Taking the listing below, restate word for word each line from the line with "PR #3648, opened 2024-05-03" to the line with "- Delete the", ends included, and stop there.

==== DATA ====

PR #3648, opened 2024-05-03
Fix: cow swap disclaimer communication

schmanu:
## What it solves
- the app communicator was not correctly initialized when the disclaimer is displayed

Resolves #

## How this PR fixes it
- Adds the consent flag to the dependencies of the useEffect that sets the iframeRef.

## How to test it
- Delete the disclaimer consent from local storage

====
==== DATA ====

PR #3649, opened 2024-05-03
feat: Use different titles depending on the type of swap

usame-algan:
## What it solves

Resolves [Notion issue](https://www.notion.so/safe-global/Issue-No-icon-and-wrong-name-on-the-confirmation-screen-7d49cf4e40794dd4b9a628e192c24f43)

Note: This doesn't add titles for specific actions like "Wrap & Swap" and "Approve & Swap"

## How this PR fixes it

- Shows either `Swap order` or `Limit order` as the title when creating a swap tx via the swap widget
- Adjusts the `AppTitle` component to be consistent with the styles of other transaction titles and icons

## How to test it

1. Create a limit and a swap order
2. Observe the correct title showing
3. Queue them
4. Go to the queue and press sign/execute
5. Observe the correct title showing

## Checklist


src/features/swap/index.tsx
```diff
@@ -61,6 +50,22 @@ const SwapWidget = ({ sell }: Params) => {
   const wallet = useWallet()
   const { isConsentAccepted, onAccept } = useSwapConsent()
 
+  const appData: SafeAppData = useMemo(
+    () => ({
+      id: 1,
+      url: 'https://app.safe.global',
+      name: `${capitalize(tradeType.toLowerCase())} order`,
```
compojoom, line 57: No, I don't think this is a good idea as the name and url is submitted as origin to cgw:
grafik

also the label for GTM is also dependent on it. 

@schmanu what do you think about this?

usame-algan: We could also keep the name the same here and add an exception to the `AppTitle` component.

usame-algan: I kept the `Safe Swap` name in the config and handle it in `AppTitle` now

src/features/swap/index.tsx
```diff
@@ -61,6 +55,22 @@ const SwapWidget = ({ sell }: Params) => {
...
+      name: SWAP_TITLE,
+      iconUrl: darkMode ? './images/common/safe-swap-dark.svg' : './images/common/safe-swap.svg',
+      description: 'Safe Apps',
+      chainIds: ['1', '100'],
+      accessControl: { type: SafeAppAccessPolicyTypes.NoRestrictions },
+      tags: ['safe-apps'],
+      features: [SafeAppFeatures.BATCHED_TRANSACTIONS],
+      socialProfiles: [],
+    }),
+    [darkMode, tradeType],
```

====

● ANSWER SECTION:
PR #3648, opened 2024-05-03
Fix: cow swap disclaimer communication

schmanu:
## What it solves
- the app communicator was not correctly initialized when the disclaimer is displayed

Resolves #

## How this PR fixes it
- Adds the consent flag to the dependencies of the useEffect that sets the iframeRef.

## How to test it
- Delete the disclaimer consent from local storage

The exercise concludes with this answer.